Sorry you are having issues with your CNAME records not going to the appropriate subdomain.

So your CNAME subdomain records are all currently pointed at the root zone for the traffic correct? So test.example.com is CNAMED to example.com correct? At this point your setup should recognize the request being issued over to the origin. However, you state that when the CNAME records are proxied they do not hit your origin at all? So you are not seeing any requests to the main zone example.com when the subdomain records are proxied? If you can proxy one of the subdomain and screenshot the developer tools network tab. We can see where the requests are going. Please make sure to redact any origin IP info that may be exposed if it is. Since it is proxied it should not be exposed in the network tools output.

That will help us see where the request is going to further assist.

This is guidance how to collect from the network tab. You do not need to export it just want to see if any redirects are occurring.

Hi eportillo,

thank you for your response!

CNAME subdomain records point to the root zone for the traffic: yes.

test.example.com:

  • an A recordexample.com” pointing to my public IPv4 (proxied)
  • a CNAME record “test” pointing to example.com (proxied)
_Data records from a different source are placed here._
Issue #64, opened 2017-05-26
Add support for variable amplicon lengths


benjjneb:
Now that the plugin has been updated to 1.4, variable length amplicons can be supported, but the R script needs to be updated. Should be doable for the next release.

My first thought is to allow `trunc-len-f = 0` to be a special value that turns off the truncation length.

ebolyen:
Fixed in #66

PR #66, opened 2017-06-05
Variable length amplicons

benjjneb:
This adds support for variable length amplicons #64 

It also adds the multithreaded filtering implemented in dada2 package version 1.4. However, that part is causing some Travis failures I'm having trouble figuring out...

### DIFF
--- a/q2_dada2/assets/run_dada_paired.R
+++ b/q2_dada2/assets/run_dada_paired.R
@@ -44,10 +44,12 @@
 #
 # 6) truncLenF - The position at which to truncate forward reads. Forward reads shorter
 #               than truncLenF will be discarded.
+#               Special values: 0 - no truncation or length filtering.
 #    Ex: 240
 #
 # 7) truncLenR - The position at which to truncate reverse reads. Reverse reads shorter
 #               than truncLenR will be discarded.
+#               Special values: 0 - no truncation or length filtering.
 #    Ex: 160
 #
 # 8) trimLeftF - The number of nucleotides to remove from the start of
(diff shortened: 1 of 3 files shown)


benjjneb:
This adds support for variable length amplicons. Setting trunc-len/trunc-len-f/trunc-len-r to zero turns off truncation, and everything else proceeds as normal.

Truncation to a common length is still recommended for most use-cases (eg. 16S) but for loci like ITS it is sometimes strongly desirable to allow amplicons of variable length, and that should now be supported.

q2_dada2/assets/run_dada_single.R
```diff
@@ -188,10 +188,8 @@ seqtab <- makeSequenceTable(dds)
 
 # Remove chimeras
 cat("4) Remove chimeras (method = ", chimeraMethod, ")\n", sep="")
-if(chimeraMethod == "pooled") {
-  seqtab <- removeBimeraDenovo(seqtab, method=chimeraMethod, minFoldParentOverAbundance = minParentFold, multithread=multithread)
-} else if(chimeraMethod == "consensus") {
-  seqtab <- removeBimeraDenovo(seqtab, method=chimeraMethod, minFoldParentOverAbundance = minParentFold, multithread=multithread)
+if(chimeraMethod %in% c("pooled", "consensus")) {
```
ebolyen: > `%in%`

That's a very interesting spelling.

Thanks! This is much cleaner than what I had done to your R code.

q2_dada2/assets/run_dada_paired.R
```diff
@@ -44,10 +44,12 @@
 #
 # 6) truncLenF - The position at which to truncate forward reads. Forward reads shorter
 #               than truncLenF will be discarded.
+#               Special values: 0 - no truncation or length filtering.
 #    Ex: 240
 #
 # 7) truncLenR - The position at which to truncate reverse reads. Reverse reads shorter
 #               than truncLenR will be discarded.
+#               Special values: 0 - no truncation or length filtering.
```
ebolyen: Looks like `0` is already a supported value by the code! :+1:

PR #75, opened 2017-09-19
MAINT: update version pin

ebolyen:


ebolyen:
Needed for the transition to `conda-forge`'s R.

PR #82, opened 2018-01-04
BUG: change SSE mode to avoid segfault

### LINKED ISSUE #80: Segfault errors in 2017.12 plugin version
Adding this as a tracking issue for a seemingly related group of errors that popped up after the plugin was updated to use the current version of the R package (1.6) in Q2 2017.12

https://forum.qiime2.org/t/dada2-error-caught-segfault/2322
https://forum.qiime2.org/t/dada2-exit-code-11/2333
https://forum.qiime2.org/t/dada2-errors-return-code-1-and-11/2380
https://forum.qiime2.org/t/dada2-11-exit-code-paired-end-reads/2360

In every case, these users are seeing the following:

```
Plugin error from dada2:
  An error was encountered while running DADA2 in R (return code -11), please inspect stdout and stderr to learn more.
```

And in the log file...

```
2) Learning Error Rates
Initializing error rates to maximum possible estimate.
Sample 1 - 19785 reads in 10633 unique sequences.
*** caught segfault ***
address 0x8, cause ‘memory not mapped’
```

This indicates the segfault error is happening the first time that the `dada` function in the R package is called, and that some other functions (such as filtering) are working OK.

Also in all cases reported thus far, the affected users are running OSX, although several different versions have been reported so far:

```
I am using macOS High Sierra Version 10.13.1
I am using OX X Yosemite Version 10.10.5
I have macOS High Sierra Version 10.13.2.
I am running High Sierra 10.13.1.
```

ebolyen:
fixes #80 

@benjjneb, we really like the idea of having SSE still, so we're fine with moving forward with this. We'll wait on your go-ahead though since you are still testing stuff.

Thanks!

### DIFF
--- a/q2_dada2/assets/run_dada_paired.R
+++ b/q2_dada2/assets/run_dada_paired.R
@@ -196,9 +196,9 @@ for(i in seq_along(filtsF)) {
 drpsF <- drpsF[1:i]
 drpsR <- drpsR[1:i]
 cat("2a) Forward Reads\n")
-ddsF <- dada(drpsF, err=NULL, selfConsist=TRUE, multithread=multithread, VECTORIZED_ALIGNMENT=FALSE, SSE=2)
+ddsF <- dada(drpsF, err=NULL, selfConsist=TRUE, multithread=multithread, VECTORIZED_ALIGNMENT=FALSE, SSE=1)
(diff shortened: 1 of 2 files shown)


ebolyen:
Also this is good for merge. So feel free to hit the button whenever you are ready.

PR #172, opened 2024-08-16
Make sure the export package is visitable

Sushisource:
Go version auto-updated itself, seemingly because of dependencies.

**What changed?**
Add the top level type of the export package to the visit walking mechanics

**Why?**
So users can visit payloads on these types

**How did you test it?**
Upgraded test

**Potential risks**
Nada

Closes https://github.com/temporalio/sdk-go/issues/1566


proxy/interceptor_test.go
```diff
@@ -27,6 +27,8 @@ package proxy
 import (
 	"context"
 	"fmt"
+	"go.temporal.io/api/export/v1"
+	"go.temporal.io/api/history/v1"
```
cretz, line 31: Go fmt I would expect would fix this to move non-stdlib imports to later, but no biggie

cretz (approved):

PR #174, opened 2024-08-28
Bump Go version for CI builds to 1.22

lina-temporal:
**What changed?**
- Bumped Go version used for CI builds to 1.21

**Why?**
- Our automated merge builds [began failing](https://github.com/temporalio/api-go/actions/runs/10604768987/job/29392179469)
- [gRPC release 1.66](https://github.com/grpc/grpc-go/tree/v1.66.0?tab=readme-ov-file), which the auto commit updated the package to, supports 1.22 and 1.23.  

**How did you test it?**
- Pending

**Potential risks**

### DIFF
--- a/.github/workflows/ci.yml
+++ b/.github/workflows/ci.yml
@@ -14,6 +14,6 @@ jobs:
       - uses: actions/checkout@v2
       - uses: actions/setup-go@v2
         with:
-          go-version: "1.20"
+          go-version: "1.21"
       - name: Check
         run: make check test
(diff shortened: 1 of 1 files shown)


Shivs11 (approved):
lgtm!

cretz (approved):
Ug, I think this points out a problem we have with our automated merge script. For whatever reason we are updating _every_ dependency blindly when we update protos in that GH workflow. This forces every user we have to upgrade their versions even if we/they don't need to.

Approving this, but am going to bring this up to team. I think forced automatic dependency upgrades are a bad thing for what is effectively Temporal's most used library by users.

PR #176, opened 2024-09-04
Remove automatic dependency upgrade on proto update

cretz:
**What changed?**

Previously we automatically updated all dependencies on every proto submodule update GitHub workflow (triggered by merge in `api` repo). This means that we are forcing users to upgrade things like gRPC unnecessarily. This removes that step from the proto submodule update.


tdeebswihart (approved):
Thank you!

test.example2.com (not working):

  • an A recordexample2.com” pointing to my public IPv4 (proxied)
  • a CNAME record “test” pointing to example2.com (proxied)

both CNAMEs are resolved in traefik to point to reverse proxies pointing further to a nginx server running in docker with the default configuration. When I visit test_example2.com I get redirected to example.com. My public IPv4 does not seem to be exposed in the har logs.

As i cannot upload the .har files, I attached a screenshot of the not working domain instead.

PS: the max 4 links, max 1 image, no har file restrictions make this really difficult.

Best,
Matthias

This topic was automatically closed 15 days after the last reply. New replies are no longer allowed.